Time coordinate inside black hole horizon I am new to physics and was trying to learn more especially about general relativity.
The Schwarzschild metric, changes the sign of the time and radial parts of the metric once we cross the event horizon. Someone on stack exchange had noted that as a result inside the horizon the decrease in radius is the direction of increasing time.
My question is if radius (i.e space) becomes timelike due to change in metric sign, then does time also become spacelike. I mean can then inside the horizon one move freely in time?
NOTE: As far as my understanding of the linked question goes, that question is about cosmology of interiro of ablack hole (it asks about a spacetime originating form blackhole horizon). My question i think is different, its really more on the lines of time-travel.Since the signature of the time corrdinate is spacelike, it should behave like space and we should be able to move in it in the backward direction as we can in space.
Some say that it is a coordinate artifact, but I think the other coordinates dont tend to have the physical interpretation of time.(I may have understood it incorrectly)
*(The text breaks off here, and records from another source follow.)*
PR #187, opened 2020-02-28
[496, 497, 498, 504, 648] First set of work supporting new file storage.

plarocque4:
The rules files are now located in a separate repo: https://github.com/HL7-DaVinci/CDS-Library
The localDb file and GitHub can be used for CRD only, they are not yet capable of grabbing files necessary for DTR. The file retrieval for DTR still uses the old local file storage location from before.
This is a breaking change that does not yet support CDS Connect in any way.
Files for DTR are only retrieved from the local folder within the jib/smartAppFhirArtifacts folder.
There is also a new REST endpoint <server>/reload that forces the lookup table to be rebuilt.


server/build.gradle
```diff
@@ -104,3 +104,31 @@ void embedDtrScript() {
...
+    }
+}
+void embedCdsLibraryScript() {
+    exec {
+        workingDir './'
+        commandLine 'git', 'clone', 'https://github.com/HL7-DaVinci/CDS-Library.git', 'CDS-Library'
+    }
+    exec {
+        workingDir './CDS-Library'
+        commandLine 'git', 'checkout', 'master'
```
yuliumitre: We should allow to point to different branch. When we develop rulesets, we need to use different branch from master. 

Also, we need to allow override the existing CDS-Library directory if it already exists.

plarocque4: Are you looking for a parameter to the script so you could provide the branch? If a different branch was desired, you could always modify the script or simply pull it down somewhere yourself and point the application.yml at it.

yuliumitre: Yeah, a parameter would be helpful :-)

server/src/main/java/org/hl7/davinci/endpoint/files/local/LocalFileStore.java
```diff
@@ -0,0 +1,210 @@
...
+    String localPath = config.getLocalDb().getPath();
+    String cqlFileLocation = localPath + topic + "/" + fhirVersion + "/files/";
+    File dir = new File(cqlFileLocation);
+    String regex = name + "-\\d.\\d.\\d" + extension;
+    FileFilter fileFilter = new RegexFileFilter(regex);
+    File[] files = dir.listFiles(fileFilter);
+    for (int i=0; i < files.length; i++) {
+      //logger.info("LocalFileStore::findFile(): matched file: " + files[i]);
+      return files[i];
+    }
```
yuliumitre: Do we just assume there is only one file? Can we do files[0]?

server/src/main/java/org/hl7/davinci/endpoint/files/local/LocalFileStore.java
```diff
@@ -0,0 +1,210 @@
...
+                // convert to object
+                TopicMetadata metadata = objectMapper.readValue(content, TopicMetadata.class);
+
+                for (Mapping mapping: metadata.getMappings()) {
+                  for (String code: mapping.getCodes()) {
+                    for (String payer: metadata.getPayers()) {
+                      for (String fhirVersion: metadata.getFhirVersions()) {
+
+                        String mainCqlLibraryName = metadata.getTopic() + "Rule";
+                        File mainCqlFile = findFile(metadata.getTopic(), fhirVersion, mainCqlLibraryName, ".cql");
```
yuliumitre: Have a question about the rule file name? What does those version stand for? E.g. HospitalBedsRule-0.1.0.cql  Do we plan to have different versions of CQL file?

server/src/main/java/org/hl7/davinci/endpoint/rules/CoverageRequirementRuleCriteria.java
```diff
@@ -10,6 +10,7 @@
   private String payor;
   private String code;
   private String codeSystem;
+  private String fhirVersion;
```
yuliumitre: I think we are returning multiple cards for the same code under different topics. Another option is to add topic to the criteria for specific rule. Could be future improvement.

yuliumitre:
The PR looks pretty good. Minor comments and some questions. Thanks.

server/src/main/java/org/hl7/davinci/endpoint/rules/CoverageRequirementRuleCriteria.java
plarocque4: That would require us to know which topic we need from the information coming in the original CRD request. I'm not sure that is stored anywhere, just which device is desired.

server/src/main/java/org/hl7/davinci/endpoint/files/local/LocalFileStore.java
plarocque4: This came out of a discussion with @hossenlopp, we decided to name the files using the name and version that are found in the first line of the file. This does mean that the version number would be updated in the future. The code looks for the first file matching the right name and ignores the version number because it expects there to be only one. In the future it might be a good addition to match the name and find the file with the highest version number.

server/src/main/java/org/hl7/davinci/endpoint/files/local/LocalFileStore.java
plarocque4: Yes that's true, this used to log all the files it found that's why it was written this way. I'll make sure to update it.

server/src/main/java/org/hl7/davinci/endpoint/rules/CoverageRequirementRuleCriteria.java
yuliumitre: Okay. It is fair for this story. As the new RAD CRD comes in, we might need to make changes accordingly.

server/src/main/java/org/hl7/davinci/endpoint/files/local/LocalFileStore.java
yuliumitre: Sounds good.

lpdecelles:
image

I am seeing this error when trying to start CRD "gradle server:bootRun"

 A: Yes, the "time" coordinate of Schwarzschild coordinates is spacelike inside the horizon (meaning a path of constant radial coordinate and varying time coordinate is a spacelike curve). But this is just an artifact of the coordinate system chosen, with no particular physical significance; in special relativity one could likewise design a non-inertial coordinate system where some coordinate switched from being timelike to being spacelike past some arbitrarily-chosen boundary. And if you use a coordinate system called Kruskal-Szekeres coordinates on the Schwarzschild black hole spacetime, rather than Schwarzschild coordinates, then the radial coordinate is spacelike both inside and outside the horizon, and the time coordinate is timelike both inside and outside (another nice feature of these coordinates is that all light rays moving in a radial direction are represented as straight lines 45 degrees from the vertical, just as in inertial frames in SR, so the light cone structure is obvious).